Se il tuo nuovo disco 'sdc' si è infilato al posto del vecchio 'sdc' significa solo che il tuo vecchio disco 'sdc' è slittato di almeno una posizione.

Coda

----------

## mrl4n

 *Scen wrote:*   

> Ma sto sdc è quello nuovo o no? E' formattato in ext3? Come riesci ad accederci da Windows? Hai per caso installato Ext2 Installable File System For Windows?

 

Questo sdc in fstab è quello nuovo, formattato ext3. Non ci accedo da windows, windows ormai lo uso solo se no posso farne a meno.

 *Scen wrote:*   

> Poi non capisco cosa intendi per "disco duplicato", e che problemi hai nell'accedere al disco incriminato, tra i vari dischi presenti nel tuo sistema? (in effetti quegli sdf,sdg,sdh sono curiosi  )

 

Intendo che fstab mi monta un disco sdc1 che è NTFS (da solo non mi da problemi...se collego il nuovo, il sistema me lo chiama, anche questo, sdc e nè il nuovo nè il vecchio diventano utilizzabili.

 *Ic3M4n wrote:*   

> ... per non avere problemi potresti montare i dispositivi tramite uuid in fstab.

  Interessante questa cosa, non la conoscevo...come si comporta questo sistema con i dispositivi NTFS?

 *codadilupo wrote:*   

> mrl4n, per farla breve: a,b,c,d,e etc.. sono i dischi indicati secondo l'ordine canale primario master/slave, canale secondario master/slave etc..
> 
> Se il tuo nuovo disco 'sdc' si è infilato al posto del vecchio 'sdc' significa solo che il tuo vecchio disco 'sdc' è slittato di almeno una posizione. 

 

Quindi se modifico di conseguenza fstab dovrei poterli usare entrambi...ora provo.
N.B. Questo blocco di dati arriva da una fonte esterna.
PR #49, opened 2020-09-22
Adjustments to PatientBar alignment.

Fincap:
Minor alignment fixes to the PatientBar class.

Before:
Before

After:
After


parise22 (approved):
No problems, this drag and drop feature can be fully implemented once ROI Draw in complete.

PR #52, opened 2020-10-24
Main window restructure

Fincap:
The Main Window and all of its components have been completely rebuilt from the ground up. This is to ensure better adherence to OOP principles, and also to simplify the structure of the main window. Previously, components of the main window would directly modify the main window from their classes, which made it difficult to clearly understand how the whole thing pieced together. Now, all components are QWidgets and do not make any reference to their "parent" component (i.e. the main window). Additionally, the PatientDictContainer has been converted to a Singleton. This solves the memory leak issue. The components then reference this singleton to access the Model rather than the previous method of accessing instance attributes of the main window. This will make it far easier for new contributors to pick up and understand the structure more fully, which means that meaningful contributions can be made at a much quicker pace.

This PR also includes:
- Calculating DVHs from the main window if it was skipped when loading the patient.
- DICOM Tree now adapts to the dataset loaded in and doesn't present options which can crash the program.
- A fix to the segmentation fault caused upon closing the program.
- A fix to the memory leak upon opening a new patient.
- Relocation of the Draw and Delete ROI buttons to the Structures tab.
- Cleanup of toolbar and menubar actions, removing redundant and unused options.
- Added functionality to the previous unused Help action in the menubar: it now opens the OnkoDICOM website.

The restructure has resulted in the disappearance of two significant and notable features:
- The Clinical Data tab, and
- Metadata displayed on the DICOM View tab.

These features will be reimplemented in subsequent pull requests.


sjswerdloff:
While I will go through as much of this as I can, this large of a Pull Request is an example of "way too big" to review.
As a mental exercise, consider how this could have been done as a series of PRs, incrementally working towards the cumulative change.

legacy/src/Controller/interPageController.py
```diff
@@ -7,8 +7,7 @@
 
 from PyQt5.QtWidgets import QDesktopWidget
```
sjswerdloff, line 9: why are we maintaining legacy?

src/Controller/ActionHandler.py
```diff
@@ -0,0 +1,255 @@
+import sys
+
+from PyQt5 import QtGui, QtWidgets
+
+from src.Model.CalculateImages import get_pixmaps
+from src.Model.PatientDictContainer import PatientDictContainer
+
+
+class ActionHandler:
```
sjswerdloff, line 9: so what is this, why is it here, and how is it used?
While there are single comment lines below that say "X action" followed by code that is
self.zzz_X_action, there is no documentation that helps someone understand the bigger picture.

https://www.pythonforbeginners.com/basics/python-docstrings
or any equivalent introduction to docstrings (that's the first one that came up when I put
docstring python in the duckduckgo search box)

src/Controller/ActionHandler.py
```diff
@@ -0,0 +1,255 @@
...
+        if self.patient_dict_container.has_attribute("raw_dvh"):
+            self.main_page.dvh_tab.export_csv()
+        else:
+            QtWidgets.QMessageBox.information(self.main_page,
+                                              "Unable to export DVH",
+                                              "DVH cannot be exported as there is no DVH present.",
+                                              QtWidgets.QMessageBox.Ok)
+
+    def action_exit_handler(self):
+        sys.exit()
```
sjswerdloff, line 255: For a Qt based application, in general one should not call sys.exit().
See http://stackoverflow.com/questions/38283705/ddg#38285497

If the action_exit_handler is connected to the appropriate slot, then maybe this is OK, although one might expect some cleanup activity to be taking place, or at least a comment that says "this will get called on the Qt exit signal, so put cleanup calls in here".
I don't know if we have called in to C/C++ anywhere where some memory management or file I/O needs to get cleaned up before exiting, but that would be the classic scenario

src/Controller/AddOnOptionsController.py
```diff
@@ -362,7 +362,7 @@ def accepting(self):
             stream.close()
         # Close the Add-On Options Window after saving
 
-        if self.window.has_rtss:
+        if hasattr(self.window, 'structures_tab'):
```
sjswerdloff, line 365: is it an error if it doesn't have the structures_tab ?
if so, is it a big problem, or just something to be noted, perhaps in a log file.
See https://docs.python.org/3/howto/logging.html

src/Controller/GUIController.py
```diff
@@ -2,10 +2,11 @@
 from PyQt5 import QtCore, QtWidgets, QtGui
 from PyQt5.QtWidgets import QMessageBox
 
-from src.View.mainpage.MainPage import UIMainWindow
+from src.Model.PatientDictContainer import PatientDictContainer
```
sjswerdloff, line 5: we didn't really talk about sorting imports but, it's considered best practice.
See https://pypi.org/project/isort/ and https://stackoverflow.com/questions/20762662/whats-the-correct-way-to-sort-python-import-x-and-from-x-import-y-statement#20763446

src/Controller/GUIController.py
```diff
@@ -71,30 +71,35 @@ def open_new_patient(self):
...
                 if confirm_pyradi == QMessageBox.Yes:
-                    self.run_pyradiomics.emit(self.path, self.filepaths, self.hashed_path)
+                    self.run_pyradiomics.emit(path, filepaths, hashed_path)
                 if confirm_pyradi == QMessageBox.No:
                     pass
             else:
-                self.run_pyradiomics.emit(self.path, self.filepaths, self.hashed_path)
+                self.run_pyradiomics.emit(path, filepaths, hashed_path)
         else:
             exe_not_found = QMessageBox.information(self, "Error",
```
sjswerdloff, line 91: And this is exactly where you want to put in a mention of ensuring that the PATH includes the directory where the executable is installed.

src/Controller/ROIOptionsController.py
```diff
@@ -3,39 +3,47 @@
...
-    def __init__(self, window, rois, dataset_rtss):
+
+    def __init__(self, rois, dataset_rtss):
         super(RoiDeleteOptions, self).__init__()
 
-        self.window = window
         self.setup_ui(self, rois, dataset_rtss, self.deleting_rois_structure_tuple)
+
+
 # The class that will be called by the main page to access the ROI Options controller
```
sjswerdloff, line 17: This is a useful comment, but it should be done as a docstring.
vscode has plugins to auto-populate docstrings, perhaps PyCharm has something similar.

src/Model/ImageLoading.py
```diff
@@ -220,7 +220,7 @@ def get_roi_info(dataset_rtss):
     return dict_roi
 
 
-def calc_dvhs(dataset_rtss, dataset_rtdose, rois, interrupt_flag, dose_limit=None):
+def calc_dvhs(dataset_rtss, dataset_rtdose, rois, interrupt_flag, dose_limit=None, progress_callback=None):
```
sjswerdloff, line 223: failed to update the docstring to add this optional parameter.
Knowing the type of the progress callback would be useful

src/Model/Isodose.py
```diff
@@ -95,4 +95,26 @@ def get_dose_grid(rtd, z=0):
...
\ No newline at end of file
+        return np.array([])
+
+
+def calculate_rxdose(rtplan):
+    rxdose = 1
+    if ('DoseReferenceSequence' in rtplan and
+            rtplan.DoseReferenceSequence[0].DoseReferenceStructureType and
+            rtplan.DoseReferenceSequence[0].TargetPrescriptionDose):
+        rxdose = rtplan.DoseReferenceSequence[0].TargetPrescriptionDose * 100
```
sjswerdloff, line 106: Magic Number.
CGRAY_PER_GRAY = 100 
or 
GRAY_TO_CGRAY_SCALE_FACTOR = 100
which also suggests that if someone writes this out to a DICOM object somewhere, they had better get the scaling right or you've just killed someone.
I would refactor by renaming the variable from "rxdose" to "rx_dose_in_cgray".

sjswerdloff: The reason why it doesn't have to be labelled tht way in the pydicom elements is that the definition of which units are used is in the Standard.

src/Model/PatientDictContainer.py
```diff
@@ -7,25 +12,60 @@
...
+from src.Model.Singleton import Singleton
+
 
+class PatientDictContainer(metaclass=Singleton):
 
-class PatientDictContainer:
+    def __init__(self):
+        # Initialize base requirements
+        self.path = None                # The path of the loaded directory.
+        self.dataset = None             # Dictionary of PyDicom dataset objects.
```
sjswerdloff, line 23: suggest using type hints.
And the name is problematic.
pydicom.dataset.Dataset is the underlying type, and it's referred to as a dataset.
Here, dataset means what the comment says (so at least it's commented, but it wouldn't hurt to use type hints, e.g

from typing import Dict
...
self.dataset : Dict = None
or alternatively to use comment based type hinting

src/Model/PatientDictContainer.py
```diff
@@ -7,25 +12,60 @@
...
+        self.additional_data = None     # Any additional values that are required (e.g. rois, raw_dvh, raw_contour, etc)
+
+    def set_base_values(self, path, dataset, filepaths, **kwargs):
         """
-        :param path: The path of the loaded directory.
-        :param dataset: Dictionary where keys are slice number/RT modality and values are PyDicom dataset objects.
-        :param filepaths: Dictionary where keys are slice number/RT modality and values are filepaths.
-        :param kwargs: Any additional values that are required (e.g. rois, raw_dvh, raw_contour, etc)
+        Used to initialize the data on the creation of a new patient.
+        :param path:
```
sjswerdloff, line 31: the descriptions were discarded.  That's problematic.

src/Model/PatientDictContainer.py
```diff
@@ -7,25 +12,60 @@
...
+    def __init__(self):
+        # Initialize base requirements
+        self.path = None                # The path of the loaded directory.
+        self.dataset = None             # Dictionary of PyDicom dataset objects.
+        self.filepaths = None           # Dictionary of filepaths.
 
-    def __init__(self, path, dataset, filepaths, **kwargs):
+        self.additional_data = None     # Any additional values that are required (e.g. rois, raw_dvh, raw_contour, etc)
+
+    def set_base_values(self, path, dataset, filepaths, **kwargs):
```
sjswerdloff, line 28: why "base"?
Are these the initial values?
Is this what gets called when loading a patient's data at the beginning?

src/Model/PatientDictContainer.py
```diff
@@ -7,25 +12,60 @@
...
+        self.path = None
+        self.dataset = None
+        self.filepaths = None
+        self.additional_data = None
+
+    def is_empty(self):
+        """
+        :return: True if class is empty
+        """
+        if self.path is not None:
```
sjswerdloff, line 55: it's a nit, but could this have been

if self.path or self.dataset or self.filepaths or self.additional_data is not None:
  return False

less code, easier to read.

src/Model/PatientDictContainer.py
```diff
@@ -7,25 +12,60 @@
...
+        if self.dataset is not None:
+            return False
+        if self.filepaths is not None:
+            return False
+        if self.additional_data is not None:
+            return False
+
+        return True
+
+    def set(self, key, value):
```
sjswerdloff, line 66: does this have to be public?
Is it something you are deliberately exposing so any new key / value pair can be provided by any consumer of the class?

src/Model/ROI.py
```diff
@@ -318,6 +318,13 @@ def get_roi_contour_pixel(dict_raw_ContourData, roi_list, dict_pixluts):
...
 
 
+def ordered_list_rois(rois):
+    res = []
+    for id, value in rois.items():
+        res.append(id)
+    return sorted(res)
+
+
 # class Test(QWidget):
```
sjswerdloff, line 328: Is there a reason to keep this commented out Test class?

src/View/ImageLoader.py
```diff
@@ -39,14 +39,19 @@ def load(self, interrupt_flag, progress_callback):
         # if not ImageLoading.is_dataset_dicom_rt(read_data_dict):
         #    raise ImageLoading.NotRTSetError
 
+        # Initialize the PatientDictContainer singleton.
```
sjswerdloff, line 42: This isn't initializing the PatientDictContainer.
It's getting the singleton.  The singleton is responsible for initialising itself.
After this gets the singleton it is (re)populating the singleton, or perhaps re-setting it's contents.

src/View/mainpage/DrawROIWindow.py
```diff
@@ -1,22 +1,21 @@
...
+from PyQt5.QtWidgets import QMessageBox, QHBoxLayout, QLineEdit, QSizePolicy, QPushButton, QDialog, QListWidget, QGraphicsPixmapItem, QGraphicsEllipseItem
 from PyQt5.Qt import Qt
-import os
-from src.Model import ROI
-from src.View.mainpage.DicomView import *
-import matplotlib.pyplot as plt
 
+from src.Controller.MainPageController import MainPageCallClass
+from src.Model.PatientDictContainer import PatientDictContainer
+from legacy.src.View.mainpage.DicomView import *
```
sjswerdloff, line 10: are we relying on legacy?
If not, get rid of this import, or else it makes it seem like we have to keep legacy, and odds are we don't want to.

src/View/mainpage/DrawROIWindow.py
```diff
@@ -548,10 +541,7 @@ def update_metadata(self):
             slice_pos = imagePosPatientCoordinates[2]
 
         # For formatting
-        if self.window.zoom == 1:
-            zoom = 1
-        else:
-            zoom = float("{0:.2f}".format(self.window.zoom))
+        zoom = 1
```
sjswerdloff, line 544: deliberate elimination of support for window zoom?
That's OK, I'd have to look at the commit comments to know why.

src/View/mainpage/IsodoseTab.py
```diff
@@ -1,189 +1,160 @@
...
-		color_square_label = QtWidgets.QLabel()
-		color_square_pix = QtGui.QPixmap(15, 15)
-		color_square_pix.fill(QtGui.QColor(red, green, blue))
-		color_square_label.setPixmap(color_square_pix)
-		return color_square_label
\ No newline at end of file
+from PyQt5 import QtWidgets, QtGui, QtCore
+
+from src.Model.PatientDictContainer import PatientDictContainer
+
```
sjswerdloff, line 4: the docstring got stripped out.
They should be put back in and updated if need be.

src/View/mainpage/IsodoseTab.py
```diff
@@ -1,189 +1,160 @@
...
+    def init_color_squares(self):
+        list_of_squares = []
+        for key, value in self.color_dict.items():
+            list_of_squares.append(self.draw_color_square(value))
+
+        return list_of_squares
+
+    def init_checkboxes(self):
+        list_of_checkboxes = []
+        # Values of Isodoses
```
sjswerdloff, line 63: this reeks of "should be refactored" because of the DRY ("Don't Repeat Yourself") principle.

src/View/mainpage/MainPage.py
```diff
@@ -1,349 +1,215 @@
...
-from src.View.mainpage.DicomView import *
-from src.View.mainpage.DVH import *
-from src.View.mainpage.DicomTree import *
-from src.View.mainpage.MenuBar import *
-from src.View.mainpage.resources_rc import *
-
-class UIMainWindow(object):
-
-    # To initiate progress bar for pyradiomics through anonymization
+from src.Model.CalculateImages import convert_raw_data, get_pixmaps
```
sjswerdloff, line 9: excellent.  got rid of import *!

src/View/mainpage/MenuBar.py
```diff
@@ -1,528 +1,46 @@
-import sys
-from copy import deepcopy
+import webbrowser
 
-from PyQt5 import QtCore, QtGui, QtWidgets
-from PyQt5.QtWidgets import QMessageBox
+from PyQt5 import QtWidgets, QtCore, QtGui
 
-from src.Model.CalculateImages import *
+from src.Controller.ActionHandler import ActionHandler
```
sjswerdloff, line 5: presumably most of what had been in this module got factored out to ActionHandler?

src/View/mainpage/NewStructureTab.py
```diff
@@ -0,0 +1,279 @@
...
+from pandas import np
+
+from src.Controller.ROIOptionsController import RoiDeleteOptions, ROIDelOption, ROIDrawOption
+from src.Model import ImageLoading
+from src.Model.PatientDictContainer import PatientDictContainer
+from src.Model.ROI import ordered_list_rois
+from src.View.mainpage.StructureWidget import StructureWidget
+
+
+class NewStructureTab(QtWidgets.QWidget):
```
sjswerdloff, line 15: let's hope there isn't a NewNewStructureTab in the future.
Maybe the name could contain something that indicates how this is different from the "old" StructureTab ?

src/View/mainpage/NewStructureTab.py
```diff
@@ -0,0 +1,279 @@
...
+
+    def roi_delete_clicked(self):
+        self.roi_delete_handler.show_roi_delete_options()
+
+    def roi_draw_clicked(self):
+        self.roi_draw_handler.show_roi_draw_options()
+
+    def structure_modified(self, changes):
+        """
+        Executes when a structure is renamed/deleted. Displays indicator that structure has changed.
```
sjswerdloff, line 177: This is a good docstring

src/View/mainpage/PatientBar.py
```diff
@@ -1,169 +1,137 @@
...
+
+        # Set layout
+        self.patient_bar_layout.addWidget(self.icon)
+        self.patient_bar_layout.addWidget(self.name_widget)
+        self.patient_bar_layout.addWidget(self.id_widget)
+        self.patient_bar_layout.addWidget(self.gender_widget)
+        self.patient_bar_layout.addWidget(self.dob_widget)
+        self.setLayout(self.patient_bar_layout)
+
+    def create_patient_name(self):
```
sjswerdloff, line 50: is this creating a patient name?
or creating a widget that presents the patient name?

src/View/mainpage/PatientBar.py
```diff
@@ -1,169 +1,137 @@
...
+        name_layout.addWidget(name_label)
+
+        # Value
+        name_value = QtWidgets.QLabel(self.name_widget)
+        name_value.setAlignment(QtCore.Qt.AlignLeft)
+        name_value.setFont(QtGui.QFont("Laksaman", pointSize=10))
+        name_value.setText(self.basic_info['name'])
+        name_layout.addWidget(name_value)
+
+    def create_patient_id(self):
```
sjswerdloff, line 72: it looks like there might be some room to refactor out some of the common code.

sjswerdloff (approved):
There's nothing here that I would know to say "this must be fixed".
However, I suggest creating a set of issues in response to my comments so that those can be followed up over time.  My preference is for the issues to be in GitHub.

src/Controller/AddOnOptionsController.py
Fincap: Currently, the structures_tab is only created when an RTSTRUCT is present. It's not an error if there's no structures tab. If an RTSTRUCT is created during runtime, then a structures tab will also be created.

src/Model/PatientDictContainer.py
Fincap: It is deliberately public so that any class interacting with the object can make changes to the model.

Grazie a tutti.  :Smile: Last edited by mrl4n on Thu Nov 19, 2009 9:08 pm; edited 2 times in total

----------

## X-Act!

Controlla come è collegato il nuovo disco ed eventuali jumper per master-slave (se sono ata).

----------

## mrl4n

Il disco è SATA non ha jumper ed è collegato corretamente come gli altri...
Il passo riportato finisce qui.